**What the task asks:** Report every line of the data that includes "failed".

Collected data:
PR #292, opened 2020-02-29
Adds scale testesting tools and docs

bmbouter:
This adds four scale testing tools:

* `generate_collections.py` which generates collections in parallel
  with Pulp workers.

* `fast_load_collections.py` which loads collections in parallel from a
  filesystem with Pulp workers.

* `create_repos_with_collections.py` which creates repositories and
  repository versions containing CollectionVersions already in Pulp.

* `promote.py` will select a content unit randomly and add it to N
  randomly selected AnsibleRepository objects. This is designed to
  benchmark adding new content to many repositories.

This also adds a new `testing` section in the docs which identifies some
of the different functional tests we have including these tools.

https://pulp.plan.io/issues/6272
closes #6272


pulp_ansible/app/tasks/test_tasks.py
```diff
@@ -0,0 +1,94 @@
...
+    # pydevd_pycharm.settrace('localhost', port=29437, stdoutToServer=True, stderrToServer=True)
+    random_collection = CollectionVersion.objects.order_by('?').first()
+    repos_to_dispatch = []
+    locks = []
+    for repo in AnsibleRepository.objects.all():
+        repos_to_dispatch.append(repo.pk)
+        locks.append(repo)
+        if len(repos_to_dispatch) == repos_per_task:
+            task_args = (random_collection.pk, repos_to_dispatch)
+            enqueue_with_reservation(promote_content, locks, args=task_args)
```
alikins: promote_content task being recursive reads a little odd to me, but I suppose it is to pass the locked objects down to each sub-promote?

(is this going to create one too level transaction? Not sure where the transaction entry/exit points would be)

pulp_ansible/app/tasks/test_tasks.py
```diff
@@ -0,0 +1,94 @@
...
+    if repos_to_dispatch:
+        task_args = (random_collection.pk, repos_to_dispatch)
+        enqueue_with_reservation(add_content_to_repositories, locks, args=task_args)
+
+
+def add_content_to_repositories(collection_pk, repositories_pks):
+    for repository in AnsibleRepository.objects.filter(pk__in=repositories_pks):
+        with repository.new_version() as new_version:
+            qs = CollectionVersion.objects.filter(pk=collection_pk)
+            new_version.add_content(qs)
```
alikins: I wonder if Repository.add_content(qs) for a qs of CollectionVersions may be hitting the weakpoints of CollectionVersion (ansible_collectionversion). Ie that each row has a lot of data and a lot of it is in jsonfields and can be a pretty slow to read fully from the db  (ie, `select * from ansible_collectionversion` takes minutes).

bmbouter: We merged a performance improvement this morning, and you can see this query analyzed here: https://explain.depesz.com/s/Wi2Q

What is unexpected is that at step 15 is doing Seq Scan, when there is an index available for it. Then I realize though that it's returning enough rows that I think it knows its more optimal to do Seq Scan. When I query for content by pk alone and not as part of `add_content(qs)` it uses IndexScan in that case.

pulp_ansible/app/tasks/test_tasks.py
bmbouter: This was a bug, it's been updated. Thanks for commenting!

docs/testing.rst
```diff
@@ -0,0 +1,47 @@
...
+The Galaxy V2 and V3 APIs have tests.
+
+* ``pulp_ansible.tests.functional.api.collection.v2`` - The V2 collection API
+
+* ``pulp_ansible.tests.functional.api.collection.v3`` - The V3 collection API
+
+* ``pulp_ansible.tests.functional.api.role`` - The V2 roles API
+
+
+Scale Testing Tools
```
fabricio-aguiar: Nice!

daviddavis:
LGTM too. Agreed on maybe setting up a nightly performance test. Can be a separate issue/PR.

bmbouter:
I agree these would be great to add periodically run and track that data over time. We need to find a good environment to run it in.

PR #294, opened 2020-03-04
Including file type extension

fabricio-aguiar:
https://pulp.plan.io/issues/6223
closes #6223


CHANGES/6223.bugfix
```diff
@@ -0,0 +1 @@
+Including file type extension
```
bmbouter: Can this call out the upload case as when the user would experience it?

fabricio-aguiar: sure!

pulp_ansible/app/galaxy/views.py
```diff
@@ -157,8 +157,10 @@ def post(self, request, path):
         artifact = Artifact.init_and_validate(serializer.validated_data["file"])
         artifact.save()
 
+        filename = serializer.validated_data["file"].name
```
bmbouter: One of the concerns is about falsified content so we can't rely on this user provided data. We can rely that the name should always be `namespace-name-version.tar.gz` like the example here https://docs.ansible.com/ansible/latest/user_guide/collections_using.html#id2

Maybe we need another helper function like this one? https://github.com/pulp/pulp_ansible/blob/master/pulp_ansible/app/models.py#L166 but for the filename generation.

fabricio-aguiar: the extension will always be `tar.gz`?

pulp_ansible/app/tasks/collections.py
```diff
@@ -169,9 +171,7 @@ def import_collection(
         collection_version.save()  # Save the FK updates
 
         ContentArtifact.objects.create(
-            artifact=artifact,
-            content=collection_version,
-            relative_path=collection_version.relative_path,
```
fabricio-aguiar: if it is always `tar.gz`
we only have to do:
```python
relative_path=f"{collection_version.relative_path}.tar.gz",
```

daviddavis: That's the solution I had in mind rather that using the filename of the file uploaded by the user.

daviddavis: Also, the relative_path property or method is only used here. Seems like we should probably update it.

bmbouter: I was also thinking this. To check if it's safe is it used elsewhere in the code at all? Also does https://github.com/ansible/galaxy-dev/ or https://github.com/ansible/galaxy-importer/ use it? If not then I agree completely.

daviddavis: Good question. I don't see it when I do a code search.

fabricio-aguiar: changing the property made 3 tests fail:
```
------------------------------------ Captured stdout call -------------------------------------
- Collection pulp.etkrvtsdjqgacynfmdrhgzojtx was created successfully
Created collection for pulp.etkrvtsdjqgacynfmdrhgzojtx at /tmp/tmpydr3m36u/pulp-etkrvtsdjqgacynfmdrhgzojtx-1.0.0.tar.gz
Publishing collection artifact '/tmp/tmpydr3m36u/pulp-etkrvtsdjqgacynfmdrhgzojtx-1.0.0.tar.gz' to cmd_arg http://pulp3-source-fedora30.localhost.example.com/pulp_ansible/galaxy/83e92be9-e496
-4f26-9eed-f4b805ce7ed9/api
Collection has been published to the Galaxy server cmd_arg http://pulp3-source-fedora30.localhost.example.com/pulp_ansible/galaxy/83e92be9-e496-4f26-9eed-f4b805ce7ed9/api
Waiting until Galaxy import task http://pulp3-source-fedora30.localhost.example.com/pulp_ansible/galaxy/83e92be9-e496-4f26-9eed-f4b805ce7ed9/api/v2/collection-imports/9e1a6973-0329-419b-8f30
-064a2bc5df10 has completed
/
------------------------------------ Captured stderr call -------------------------------------
ERROR! Error when getting import task results at http://pulp3-source-fedora30.localhost.example.com/pulp_ansible/galaxy/83e92be9-e496-4f26-9eed-f4b805ce7ed9/api/v2/collection-imports/9e1a697
3-0329-419b-8f30-064a2bc5df10 (HTTP Code: 404, Message: Not Found Code: Unknown)
==================== 3 failed, 32 passed, 10 skipped in 143.72s (0:02:23) =====================
```

daviddavis: Do you have any more context? The relative_path should be the entire filename including the extension so it's strange that tests are failing.

fabricio-aguiar: the log above is a stderr for `ansible-galaxy`, all the 3 tests that used it failed

daviddavis: The failing tests are because this only adds the file extension on uploaded collection versions here. It also needs to be added [to synced collection versions](https://github.com/pulp/pulp_ansible/blob/8c6c54061eee21015bd19ef2111499f0549cae4f/pulp_ansible/app/tasks/collections.py#L284-L288) or else they will also be missing their file extensions too. Once I did that, I was able to set the file extension on the `relative_path` property and all the tests are passing now: https://github.com/pulp/pulp_ansible/pull/295.

fabricio-aguiar: should I close this PR in favor of https://github.com/pulp/pulp_ansible/pull/295 ?

daviddavis: No, we still need the migration. I was hoping you could work on that and I could just close out #295 ?

fabricio-aguiar: Ok, I can do that

CHANGES/6223.bugfix
```diff
@@ -0,0 +1 @@
+Including file type extension when uploading collections
```
bmbouter: Can this also indicate that it fixes the user's busted database with a data migration.

PR #296, opened 2020-03-10
Fix extension migration

fabricio-aguiar:
[noissue]


bmbouter:
The code looks great, thanks @fabricio-aguiar 

To have the issue associated in Redmine can we associate it with https://pulp.plan.io/issues/6223 and add a `6223.misc` entry to indicate it was fixed pre-release. Does that make sense to do?

PR #300, opened 2020-03-18
Get bindings host from pulp-smash

fabricio-aguiar:
https://pulp.plan.io/issues/6339
closes #6339

### DIFF
--- a/pulp_ansible/tests/functional/utils.py
+++ b/pulp_ansible/tests/functional/utils.py
@@ -4,7 +4,7 @@ from functools import partial
 from unittest import SkipTest
 from time import sleep
 
-from pulp_smash import api, selectors
+from pulp_smash import api, config, selectors
 from pulp_smash.pulp3.utils import (
     gen_remote,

**Expected output:**
==================== 3 failed, 32 passed, 10 skipped in 143.72s (0:02:23) =====================
fabricio-aguiar: the log above is a stderr for `ansible-galaxy`, all the 3 tests that used it failed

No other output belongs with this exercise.